* Work instruction: Only the opening lines of the listing, through the one with "make install", are to be retyped, each exactly as it stands.

* Recorded information:
PR #90, opened 2016-07-23
docker - added execute permission for installing composr

skrchnavy:
issue was observed when running docker on windows, permission denied were reported during installation.

### DIFF
--- a/docker/php/Dockerfile
+++ b/docker/php/Dockerfile
@@ -22,7 +22,7 @@ RUN cd ~ && \
   make install
 RUN docker-php-ext-configure gd --with-freetype-dir=/usr/include/ --with-jpeg-dir=/usr/include/ && docker-php-ext-install -j5 mysql gd ldap soap zip
 ADD scripts/install-composer.sh /opt/install-composer.sh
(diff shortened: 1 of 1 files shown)


mlespiau:
Hi @skrchnavy, can you provide more details on your windows setup? The file "install-composer.sh" has executable permissions and git configuration has core.filemode = true, which should make those permissions to be retained on windows systems. 

From [git documentation](https://git-scm.com/docs/git-config):
> A repository, however, may be on a filesystem that handles the filemode correctly, and this variable is set to true when created, but later may be made accessible from another environment that loses the filemode (e.g. exporting ext4 via CIFS mount, visiting a Cygwin created repository with Git for Windows or Eclipse). In such a case it may be necessary to set this variable to false. See git-update-index[1].

skrchnavy:
It is windows 7 system, sourcetreeapp with git version 1.8.3.msysgit.0
I checked git attributes of the file, and it has execute permission set and auto_crlf = true.
I think this is docker issue when it ads file using `ADD scripts/install-composer.sh /opt/install-composer.sh`, it probably doesn't transfer permissions and also owner is not clear.
I checked some DockerFiles where are distributed files and they are using chmod/chown commands to properly setup the container.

* Problem solution:
PR #90, opened 2016-07-23
docker - added execute permission for installing composr

skrchnavy:
issue was observed when running docker on windows, permission denied were reported during installation.

### DIFF
--- a/docker/php/Dockerfile
+++ b/docker/php/Dockerfile
@@ -22,7 +22,7 @@ RUN cd ~ && \
   make install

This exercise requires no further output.